Your objective: Reproduce the complete set of records, exactly as they appear.

━━━━━ Information shown

PR #1057, opened 2021-06-13
Sdk integration for full state simulator in Azure Quantum

bettinaheim:
If the ExecutionTarget property for a project is set to microsoft.simulator*, then there is no human readable QIR generated, but the bitcode representation is generated and attached to the dll, while C# generation is enabled at the same time. This means that the built executable will run locally via the C# setup, but can also be submitted for execution on the Azure Quantum simulator (which is via QIR).

Note: Enabling both C# and QIR generation is subject to the restrictions we had talked about but haven't enforced yet. Specifically, the C# generation will fail if a reference has been monomorphized; i.e. setting the ExecutionTarget to microsoft.simulator* for an Exe project that references another Q# executable will cause the C# compiler to fail.


bettinaheim:
The build is currently failing because we need to update the feature branches (or at least I need to update the matching branches on all repos).

src/QsCompiler/DataStructures/Diagnostics.fs
```diff
@@ -418,7 +418,8 @@ type WarningCode =
     | QirEmissionGeneratedWarning = 8002
 
     | InvalidAssemblyProperties = 8101
-    | MissingTargetInstructionName = 8102
+    | DuplicateAssemblyProperty = 8102
```
idavis, line 421: Can we change the number of existing error codes?

src/QsCompiler/CommandLineTool/Options.cs
```diff
@@ -117,20 +118,37 @@ public class CompilationOptions : Options
         /// Returns a dictionary with the specified assembly properties as out parameter.
         /// Returns a boolean indicating whether all specified properties were successfully added.
         /// </summary>
-        internal bool ParseAssemblyProperties(out Dictionary<string, string> parsed)
+        internal bool ParseAssemblyProperties(ILogger? logger, [MaybeNullWhen(false)] out Dictionary<string, string> asmProperties)
         {
-            var success = true;
-            parsed = new Dictionary<string, string>();
+            asmProperties = null;
+            var parsed = new Dictionary<string, string>();
```
idavis, line 124: Should an `IEqualityComparer<TKey>` be supplied in the ctor?

examples/QIR/Development/Development.csproj
```diff
@@ -64,7 +65,13 @@
       <Compile Include="Main.cs">
         <Visible>false</Visible>
       </Compile>
+      <_QirOutputFiles Include="$(QirOutputPath)**" />    
     </ItemGroup>
+    <!--
+    TODO: update Sdk version and uncomment these
```
idavis, line 71: Does this `TODO` need to be resolved before merge?

src/QsCompiler/Compiler/CompilationLoader.cs
```diff
@@ -569,12 +569,11 @@ public CompilationLoader(SourceLoader loadSources, ReferenceLoader loadReference
             PerformanceTracking.TaskStart(PerformanceTracking.Task.RewriteSteps);
             var steps = new List<(int, string, Func<QsCompilation?>)>();
             var qirEmissionEnabled = this.externalRewriteSteps.Any(step => step.Name == "QIR Generation");
-
             if (this.config.IsExecutable && !this.config.SkipSyntaxTreeTrimming)
             {
                 // TODO: It would be nicer to trim unused intrinsics. Currently, this is not possible due to how the old setup of the C# runtime works.
                 // With the new setup (interface-based approach for target packages), it is possible to trim ununsed intrinsics.
-                var rewriteStep = new LoadedStep(new SyntaxTreeTrimming(keepAllIntrinsics: !qirEmissionEnabled), typeof(IRewriteStep), thisDllUri);
+                var rewriteStep = new LoadedStep(new SyntaxTreeTrimming(keepAllIntrinsics: true), typeof(IRewriteStep), thisDllUri);
```
idavis, line 576: Are the two booleans passed into `SyntaxTreeTrimming` and `Monomorphization` reversed?

src/QsCompiler/QirGeneration/RewriteSteps.cs
```diff
@@ -87,10 +88,13 @@ public bool Transformation(QsCompilation compilation, out QsCompilation transfor
             generator.Emit(bcFile, emitBitcode: true);
             PerformanceTracking.TaskEnd(PerformanceTracking.Task.BitcodeGeneration);
 
-            // create the human readable version as well
-            var sourceOutputFolder = this.AssemblyConstants.TryGetValue(ReservedKeywords.AssemblyConstants.QirOutputPath, out path) && !string.IsNullOrWhiteSpace(path) ? path : "qir";
-            var llvmSourceFile = CompilationLoader.GeneratedFile(targetFile, Path.GetFullPath(sourceOutputFolder), ".ll", "");
-            generator.Emit(llvmSourceFile, emitBitcode: false);
+            if (this.AssemblyConstants.TryGetValue(ReservedKeywords.AssemblyConstants.QirOutputPath, out path) && !string.IsNullOrWhiteSpace(path))
```
idavis, line 91: The behavior here is changing to no longer default to `qir`. If this is the desired behavior, the associated test code should probably have a different value than the old default in order to verify changed values.

src/QuantumSdk/DefaultItems/DefaultItems.targets
```diff
@@ -28,14 +28,15 @@
...
 
-  <!-- Initializing the ResolvedProcessorArchitecture to either HoneywellProcessor, IonQProcessor, QCIProcessor or Unspecified.-->
+  <!-- Initializing the ResolvedProcessorArchitecture to either HoneywellProcessor, IonQProcessor, QCIProcessor, AzureSimulator or Unspecified.-->
   <PropertyGroup>
     <ResolvedProcessorArchitecture Condition="('$(ResolvedQSharpOutputType)' == 'QSharpExe' Or '$(NoEntryPoint)' == 'true') And $(ExecutionTarget.StartsWith('honeywell'))">HoneywellProcessor</ResolvedProcessorArchitecture>
     <ResolvedProcessorArchitecture Condition="('$(ResolvedQSharpOutputType)' == 'QSharpExe' Or '$(NoEntryPoint)' == 'true') And $(ExecutionTarget.StartsWith('ionq'))">IonQProcessor</ResolvedProcessorArchitecture>
     <ResolvedProcessorArchitecture Condition="('$(ResolvedQSharpOutputType)' == 'QSharpExe' Or '$(NoEntryPoint)' == 'true') And $(ExecutionTarget.StartsWith('qci'))">QCIProcessor</ResolvedProcessorArchitecture>
+    <ResolvedProcessorArchitecture Condition="('$(ResolvedQSharpOutputType)' == 'QSharpExe' Or '$(NoEntryPoint)' == 'true') And $(ExecutionTarget.StartsWith('microsoft.simulator'))">AzureSimulator</ResolvedProcessorArchitecture>
```
cesarzc, line 36: Nit: I think that `MicrosoftSimulator` is a slightly better name for the `ResolvedProcessorArchitecture` than `AzureSimulator` because the intent is to allow QIR-based executables to be run locally at some point in the future.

━━━━━━━━━━

Result of this exercise:
PR #1057, opened 2021-06-13
Sdk integration for full state simulator in Azure Quantum

bettinaheim:
If the ExecutionTarget property for a project is set to microsoft.simulator*, then there is no human readable QIR generated, but the bitcode representation is generated and attached to the dll, while C# generation is enabled at the same time. This means that the built executable will run locally via the C# setup, but can also be submitted for execution on the Azure Quantum simulator (which is via QIR).

Note: Enabling both C# and QIR generation is subject to the restrictions we had talked about but haven't enforced yet. Specifically, the C# generation will fail if a reference has been monomorphized; i.e. setting the ExecutionTarget to microsoft.simulator* for an Exe project that references another Q# executable will cause the C# compiler to fail.


bettinaheim:
The build is currently failing because we need to update the feature branches (or at least I need to update the matching branches on all repos).

src/QsCompiler/DataStructures/Diagnostics.fs
```diff
@@ -418,7 +418,8 @@ type WarningCode =
     | QirEmissionGeneratedWarning = 8002
 
     | InvalidAssemblyProperties = 8101
-    | MissingTargetInstructionName = 8102
+    | DuplicateAssemblyProperty = 8102
```
idavis, line 421: Can we change the number of existing error codes?

src/QsCompiler/CommandLineTool/Options.cs
```diff
@@ -117,20 +118,37 @@ public class CompilationOptions : Options
         /// Returns a dictionary with the specified assembly properties as out parameter.
         /// Returns a boolean indicating whether all specified properties were successfully added.
         /// </summary>
-        internal bool ParseAssemblyProperties(out Dictionary<string, string> parsed)
+        internal bool ParseAssemblyProperties(ILogger? logger, [MaybeNullWhen(false)] out Dictionary<string, string> asmProperties)
         {
-            var success = true;
-            parsed = new Dictionary<string, string>();
+            asmProperties = null;
+            var parsed = new Dictionary<string, string>();
```
idavis, line 124: Should an `IEqualityComparer<TKey>` be supplied in the ctor?

examples/QIR/Development/Development.csproj
```diff
@@ -64,7 +65,13 @@
       <Compile Include="Main.cs">
         <Visible>false</Visible>
       </Compile>
+      <_QirOutputFiles Include="$(QirOutputPath)**" />    
     </ItemGroup>
+    <!--
+    TODO: update Sdk version and uncomment these
```
idavis, line 71: Does this `TODO` need to be resolved before merge?

src/QsCompiler/Compiler/CompilationLoader.cs
```diff
@@ -569,12 +569,11 @@ public CompilationLoader(SourceLoader loadSources, ReferenceLoader loadReference
             PerformanceTracking.TaskStart(PerformanceTracking.Task.RewriteSteps);
             var steps = new List<(int, string, Func<QsCompilation?>)>();
             var qirEmissionEnabled = this.externalRewriteSteps.Any(step => step.Name == "QIR Generation");
-
             if (this.config.IsExecutable && !this.config.SkipSyntaxTreeTrimming)
             {
                 // TODO: It would be nicer to trim unused intrinsics. Currently, this is not possible due to how the old setup of the C# runtime works.
                 // With the new setup (interface-based approach for target packages), it is possible to trim ununsed intrinsics.
-                var rewriteStep = new LoadedStep(new SyntaxTreeTrimming(keepAllIntrinsics: !qirEmissionEnabled), typeof(IRewriteStep), thisDllUri);
+                var rewriteStep = new LoadedStep(new SyntaxTreeTrimming(keepAllIntrinsics: true), typeof(IRewriteStep), thisDllUri);
```
idavis, line 576: Are the two booleans passed into `SyntaxTreeTrimming` and `Monomorphization` reversed?

src/QsCompiler/QirGeneration/RewriteSteps.cs
```diff
@@ -87,10 +88,13 @@ public bool Transformation(QsCompilation compilation, out QsCompilation transfor
             generator.Emit(bcFile, emitBitcode: true);
             PerformanceTracking.TaskEnd(PerformanceTracking.Task.BitcodeGeneration);
 
-            // create the human readable version as well
-            var sourceOutputFolder = this.AssemblyConstants.TryGetValue(ReservedKeywords.AssemblyConstants.QirOutputPath, out path) && !string.IsNullOrWhiteSpace(path) ? path : "qir";
-            var llvmSourceFile = CompilationLoader.GeneratedFile(targetFile, Path.GetFullPath(sourceOutputFolder), ".ll", "");
-            generator.Emit(llvmSourceFile, emitBitcode: false);
+            if (this.AssemblyConstants.TryGetValue(ReservedKeywords.AssemblyConstants.QirOutputPath, out path) && !string.IsNullOrWhiteSpace(path))
```
idavis, line 91: The behavior here is changing to no longer default to `qir`. If this is the desired behavior, the associated test code should probably have a different value than the old default in order to verify changed values.

src/QuantumSdk/DefaultItems/DefaultItems.targets
```diff
@@ -28,14 +28,15 @@
...
 
-  <!-- Initializing the ResolvedProcessorArchitecture to either HoneywellProcessor, IonQProcessor, QCIProcessor or Unspecified.-->
+  <!-- Initializing the ResolvedProcessorArchitecture to either HoneywellProcessor, IonQProcessor, QCIProcessor, AzureSimulator or Unspecified.-->
   <PropertyGroup>
     <ResolvedProcessorArchitecture Condition="('$(ResolvedQSharpOutputType)' == 'QSharpExe' Or '$(NoEntryPoint)' == 'true') And $(ExecutionTarget.StartsWith('honeywell'))">HoneywellProcessor</ResolvedProcessorArchitecture>
     <ResolvedProcessorArchitecture Condition="('$(ResolvedQSharpOutputType)' == 'QSharpExe' Or '$(NoEntryPoint)' == 'true') And $(ExecutionTarget.StartsWith('ionq'))">IonQProcessor</ResolvedProcessorArchitecture>
     <ResolvedProcessorArchitecture Condition="('$(ResolvedQSharpOutputType)' == 'QSharpExe' Or '$(NoEntryPoint)' == 'true') And $(ExecutionTarget.StartsWith('qci'))">QCIProcessor</ResolvedProcessorArchitecture>
+    <ResolvedProcessorArchitecture Condition="('$(ResolvedQSharpOutputType)' == 'QSharpExe' Or '$(NoEntryPoint)' == 'true') And $(ExecutionTarget.StartsWith('microsoft.simulator'))">AzureSimulator</ResolvedProcessorArchitecture>
```
cesarzc, line 36: Nit: I think that `MicrosoftSimulator` is a slightly better name for the `ResolvedProcessorArchitecture` than `AzureSimulator` because the intent is to allow QIR-based executables to be run locally at some point in the future.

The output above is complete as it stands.